I have always been a person of doing...go-go-go. I am not a person used to sitting still, I'll admit that openly. In the last 2 years however, I've had the opportunity, if not the choice, to build into me as an individual, as a woman, a wife, a friend. Perhaps I've taken advantage of the time, wasted it by feeling this horrendous useless guilt for no longer go-go-going...
I think what I need to do is simply BE. In gratitude. Peace comes in the acceptance of ones self. In accepting who I am, for who I am, not what I do, I can find the peace I'm searching for. And in the peace, I will be able to finally hear the still small voice that reminds me of who I am, what I'm made for, and the purpose in in the midst of all of that.
Purpose is in each moment where you meet yourself in the mirror each day.
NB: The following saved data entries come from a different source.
PR #2393, opened 2026-09-20
Apply autocast only when mixed precision is enabled

Shubham-Padkonde:
## Problem

The autocast context in `SignRoundQuantizer._get_loss` is selected with an inverted condition:

```python
autocast_ctx = (
    nullcontext()
    if self.model_context.amp                # mixed precision ON  -> no autocast
    else autocast(device_type=..., dtype=self.model_context.amp_dtype)   # OFF -> autocast
)
```

`ModelContext._set_amp_dtype` sets `amp_dtype = torch.float32` when `amp` is disabled, so with mixed precision off every loss computation enters an autocast block with a dtype autocast does not support. On CPU that is visible in any run:

```
UserWarning: In CPU autocast, but the target dtype is not supported. Disabling autocast.
CPU Autocast only supports dtypes of torch.bfloat16, torch.float16 currently.
  else autocast(device_type=str(device).split(":")[0], dtype=self.model_context.amp_dtype)
```

and conversely, a run that asked for mixed precision computes its loss outside autocast.

The two other call sites — one further down the same file (line ~758) and one in `sign_roundv2/quantizer.py` — already write the condition the right way round, so this looks like a copy/paste slip rather than intent.

## Fix

One character of logic: `if not self.model_context.amp`, matching the sibling call sites.

## Test

`test/unit/common/algorithms/test_autocast_context.py` calls `_get_loss` with a stub context. With mixed precision disabled it turns `UserWarning` into an error, so entering autocast with float32 fails the test; it also checks the loss is still finite with mixed precision enabled for bfloat16 and float32.

Without the fix:

```
E   UserWarning: In CPU autocast, but the target dtype is not supported. Disabling autocast.
1 failed, 2 passed
```

With it:

```
$ pytest test/unit/common/algorithms/test_autocast_context.py
3 passed

$ pytest test/unit/common/algorithms
650 passed, 1 skipped
```

`black`, `isort` and `ruff` are clean.

---

Disclosure: this change was written by Claude Code (Claude Opus 5) working as my agent, at my direction. The output quoted above comes from real runs in my local environment; I am accountable for what is submitted here and will follow up on review feedback.


wenhuach21:
Nice catch, thanks for the fix!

It's in the new faces you come across in your journey, where you have the opportunity to let them be seen in a smile, a hello, a simple connection. It's in the way you decide to love, to laugh, to breathe, to enjoy the blessings you have in your life, for all they are and all they offer.
The bottom line is, while life might not look or feel or act the way you want it to, expect it to, it's your life. Deal with it. Take it for what it is and enjoy what it is for you TODAY. Right now. and if you can get that figured out, all the rest will fall into place, the peace, the happiness, a sense of contentedness that makes this need for purpose seem less important.
Purpose is not in the DOING. I think it's in the BEING. This is my take away today. I'm going to focus on this today and then tomorrow I'll make the choice to focus on this once again and hopefully, day after day, this will eventually become a habit in such a way that it becomes a part of who I am, without effort.